Of the more than 30,000 new grocery store products introduced in the United States each year, less than 20 percent succeed. Business consultants Bob and Jean McMath have spent decades collecting both the successes and the failures.
At first they collected the samples for clients from other countries who were interested in new product development in the United States. And then they just could not stop.
The result is a collection of more than 70,000 products that have been marketed in the United States since the late 1960s. Bob McMath says the display, housed in an old car showroom in Ann Arbor, Michigan, is a lesson in marketing. "You've got some very common reasons why products fail," he said. "It can be taste. It can be price. It can be advertising, the graphics on the package, even the color on the package."
Take the breakfast snack that was marketed in a black wrapper, for example. That product failed, Mr. McMath says, because the packaging was too depressing. No one wanted to start the day looking at black.

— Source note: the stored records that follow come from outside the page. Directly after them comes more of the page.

PR #1308, opened 2026-05-08
bp_uce: route e_cache_binval to e_inval to fix deadlock

flaviens:
Hi there!

e_cache_binval was missing from the e_ready dispatch tree, so bulk invalidate requests incorrectly fell through to e_send_critical and deadlocked the UCE.

This PR routes binval_v_li through the invalidate path alongside single-line invalidates, so bulk invalidation reaches e_inval and clears all cache sets as intended.

Thanks!
Flavien


dpetrisko:
Hi, this is intentional. block invalidation is handled entirely in the D$ for non-coherent systems (e.g. those that contain UCE). Therefore, the binval cache_req will never be sent to the UCE

https://github.com/flaviens/black-parrot/blob/185956278df35ca6fcfac566294fcbfa4a38fd74/bp_be/src/v/bp_be_dcache/bp_be_dcache.sv#L703

Happy to accept an assertion in bp_uce that this is never encountered, but we shouldn't need an FSM change here

flaviens:
Hi Dan, clever, I missed it. Updated with an assertion only just in case it can still be useful.
Thanks!
Flavien

dpetrisko (approved):
Thanks!

PR #1314, opened 2026-08-22
Restrict satp access by privilege

flaviens:
The specific `satp` decode bypassed U-mode checks. Reject U-mode access.


dpetrisko:
Hi, thanks seems reasonable. Please provide an assembly test that fails before and passes after the change. This applies to all PRs

flaviens:
Sure will do 👍

flaviens:
Hi @dpetrisko an assembly test has been added for each PR. It's not super automated (the assembly is self checking at the moment but that's it). Lmk if you want to have it in CI or something like this and maybe I can try to set this up.
Thanks for your quick answer btw!

PR #1317, opened 2026-08-22
Reject writes to read-only counters

flaviens:
The counter decode shadowed the read-only check. Reject counter writes.


dpetrisko:
https://github.com/black-parrot/black-parrot/blob/master/bp_be/src/v/bp_be_checker/bp_be_instr_decoder.sv#L535

Is that not covered here?

flaviens:
The exact counter arms above match first and only checked counteren. They shadow the generic read-only arm. The cycle-write regression in black-parrot-sdk/bp-tests#51 exposes it.

dpetrisko:
Ahh, okay I see. I think it would be clearer if we could separate out L535-538 into its own case statement, just so that we don't have to add csrw_o to any other ready-only CSRs we end up adding

flaviens:
Hi Dan,

Will make it clearer asap. Thanks for checking and suggesting the
improvements!

flaviens:
Thanks for the reminder!

dpetrisko:
Hi, I was thinking more like:

```
                  // Check for CSR-specific illegal accesses
                  unique casez (instr[31-:12])
                    `CSR_ADDR_FCSR
                    ,`CSR_ADDR_FFLAGS
                    ,`CSR_ADDR_FRM      : illegal_instr_o = !decode_info_cast_i.fpu_en;
                    `CSR_ADDR_CYCLE     : illegal_instr_o = !decode_info_cast_i.cycle_en;
                    `CSR_ADDR_INSTRET   : illegal_instr_o = !decode_info_cast_i.instret_en;
                    `CSR_ADDR_SATP      : illegal_instr_o = decode_info_cast_i.s_mode & decode_info_cast_i.tvm;
                    `CSR_ADDR_PMPCFG0
                    ,`CSR_ADDR_PMPCFG2
                    ,`CSR_ADDR_PMPADDR  : illegal_instr_o = num_pmp_p == 0;
                   endcase
                   
                  // Check for generally illegal CSR accesses
                   unique casez (instr[31-:12])
                    {12'b11??_????_????}: illegal_instr_o |= csrw_o;
                    {12'b??01_????_????}: illegal_instr_o |= decode_info_cast_i.u_mode;
                    {12'b??10_????_????}: illegal_instr_o |= decode_info_cast_i.s_mode | decode_info_cast_i.u_mode;
                    {12'b??11_????_????}: illegal_instr_o |= decode_info_cast_i.s_mode | decode_info_cast_i.u_mode;
                  endcase
```

Would this work for this and similar cases? I think this is a bit more extensible since we could add more specific exceptions to the first clause without worrying about priority in the second clause.

flaviens:
Indeed, keeping the generic checks additive would avoid the priority issue. I'll revise the PR.

flaviens:
Added the checks (used AI, please check)

dpetrisko:
Thank you!

PR #1318, opened 2026-08-22
Check the full superpage PPN

flaviens:
The gigapage check missed the low PPN bits. Check the full alignment range.


dpetrisko:
Good catch, thanks

PR #1319, opened 2026-08-22
Fix user counter gates

flaviens:
PR #1262 left U-mode counter access gated by one CSR. Require both gates.


dpetrisko:
Thanks, looks good. Seems weird that you would need both bits but the spec is clear and I guess I can see the logic

For all PRs, thank you for the assembly tests but we prefer to keep this repo pure RTL so please aggregate the new tests in a new PR to https://github.com/black-parrot-sdk/bp-tests (I can fix them up to fit in the bp-tests build system if needed)

flaviens:
@dpetrisko sure! Makes sense. I'll clean this up and send the stuff to the sdk repo.

flaviens:
Moved all six regressions to black-parrot-sdk/bp-tests#51. Removed them from the RTL PRs.

dpetrisko:
>Moved all six regressions to https://github.com/black-parrot-sdk/bp-tests/pull/51. Removed them from the RTL PRs.

Thank you! I'll be traveling for the next few weeks but these all look great with my commented nits. If you have time, could you verify that the regressions all pass under spike in the SDK? Because these are compliance bugs, I expect it should work out of box, but if there is any BP-specific behavior in implementation we'll want to model that

flaviens:
Hi Dan,

Sure I'll do in the next few days as soon as I have a min. Thanks for
checking all this!

PR #1618, opened 2025-06-29
Restart shell in terminal pane if it exits

### LINKED ISSUE #457: Exiting process running in terminal leaves terminal useless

And then there was the creative wrapper Planters Peanuts introduced a few years ago that failed miserably because it looked too much like a container of coffee beans. "People literally took it to the machines in the supermarkets, the coffee grinders, and ground it," he said. "The supermarket managers were irate and said 'Who is going to clean up my machine? Peanuts were just put through my coffee machine!' "
Many products fail because they are too unusual. Everyone was so accustomed to Pepsi Cola's dark brown color, Bob McMath says, that when a colorless version was marketed, no one was interested.
He does not think green mayonnaise is going to succeed for the same reason. "And I don't think chocolate French fries are going to go," said Bob McMath. "I have not found anybody that really wants to even try them."
And then there are those products that manufacturers should have known from the start would never work. Jean McMath's favorite example is "the smokeless cigarette", which only appealed to people who would never buy cigarettes. "It was hard to light and it tasted terrible, and smokers like to be wreathed in smoke," she said. "All the things that smokers like about smoking, this cigarette did not provide except for the nicotine. It was a product that would be wonderful for those who don't like smoking, but there was nothing there for the smoker."
Failures are expensive. Jean McMath says it cost the R.J. Reynolds Tobacco company $325 million to bring the smokeless cigarette to market.